# Exercise objective
The answer must consist of the entries, copied exactly and in full.
====
PR #83, opened 2022-11-17
Refactor filesystem code

pyrco:
Note for reviewers: review each commit on its own, they are intended to go un-squashed on the main branch.

(DIS-1632)

### DIFF
--- a/dissect/target/filesystem.py
+++ b/dissect/target/filesystem.py
@@ -946,15 +946,15 @@ class VirtualSymlink(FilesystemEntry):
 class VirtualFilesystem(Filesystem):
     __fstype__ = "virtual"
 
-    def __init__(self, **kwargs):
+    def __init__(self, **kwargs) -> None:
         super().__init__(**kwargs)
         self.root = VirtualDirectory(self, "/")
 
     @staticmethod
-    def detect(fh):
+    def detect(fh: BinaryIO) -> bool:
         raise TypeError("Detect is not allowed on VirtualFilesystem class")
 
-    def get(self, path, relentry=None):
+    def get(self, path: str, relentry: FilesystemEntry = None) -> FilesystemEntry:
         entry = relentry or self.root
         path = fsutil.normalize(path).strip("/")
         full_path = fsutil.join(entry.path, path)
@@ -998,7 +998,7 @@ class VirtualFilesystem(Filesystem):
 
         return entry
 
-    def makedirs(self, path):
+    def makedirs(self, path: str) -> VirtualDirectory:
         """Create virtual directories into the VFS from the given path."""
         path = fsutil.normalize(path).strip("/")
         directory = self.root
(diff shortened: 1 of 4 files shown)


Schamper:
Can't place a comment on it, but the commit message for "Return self on simple VirtualFile.get()" has a typo: "CirtualDirectory".

pyrco:
> Can't place a comment on it, but the commit message for "Return self on simple VirtualFile.get()" has a typo: "CirtualDirectory".

Check. Fixed it.

dissect/target/filesystem.py
```diff
@@ -948,10 +951,10 @@ def __init__(self, **kwargs):
         self.root = VirtualDirectory(self, "/")
 
     @staticmethod
-    def detect(fh):
+    def detect(fh: BinaryIO):
```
====
# Solution for this problem
PR #83, opened 2022-11-17
Refactor filesystem code

pyrco:
Note for reviewers: review each commit on its own, they are intended to go un-squashed on the main branch.

(DIS-1632)

### DIFF
--- a/dissect/target/filesystem.py
+++ b/dissect/target/filesystem.py
@@ -946,15 +946,15 @@ class VirtualSymlink(FilesystemEntry):
 class VirtualFilesystem(Filesystem):
     __fstype__ = "virtual"
 
-    def __init__(self, **kwargs):
+    def __init__(self, **kwargs) -> None:
         super().__init__(**kwargs)
         self.root = VirtualDirectory(self, "/")
 
     @staticmethod
-    def detect(fh):
+    def detect(fh: BinaryIO) -> bool:
         raise TypeError("Detect is not allowed on VirtualFilesystem class")
 
-    def get(self, path, relentry=None):
+    def get(self, path: str, relentry: FilesystemEntry = None) -> FilesystemEntry:
         entry = relentry or self.root
         path = fsutil.normalize(path).strip("/")
         full_path = fsutil.join(entry.path, path)
@@ -998,7 +998,7 @@ class VirtualFilesystem(Filesystem):
 
         return entry
 
-    def makedirs(self, path):
+    def makedirs(self, path: str) -> VirtualDirectory:
         """Create virtual directories into the VFS from the given path."""
         path = fsutil.normalize(path).strip("/")
         directory = self.root
(diff shortened: 1 of 4 files shown)


Schamper:
Can't place a comment on it, but the commit message for "Return self on simple VirtualFile.get()" has a typo: "CirtualDirectory".

pyrco:
> Can't place a comment on it, but the commit message for "Return self on simple VirtualFile.get()" has a typo: "CirtualDirectory".

Check. Fixed it.

dissect/target/filesystem.py
```diff
@@ -948,10 +951,10 @@ def __init__(self, **kwargs):
         self.root = VirtualDirectory(self, "/")
 
     @staticmethod
-    def detect(fh):
+    def detect(fh: BinaryIO):
```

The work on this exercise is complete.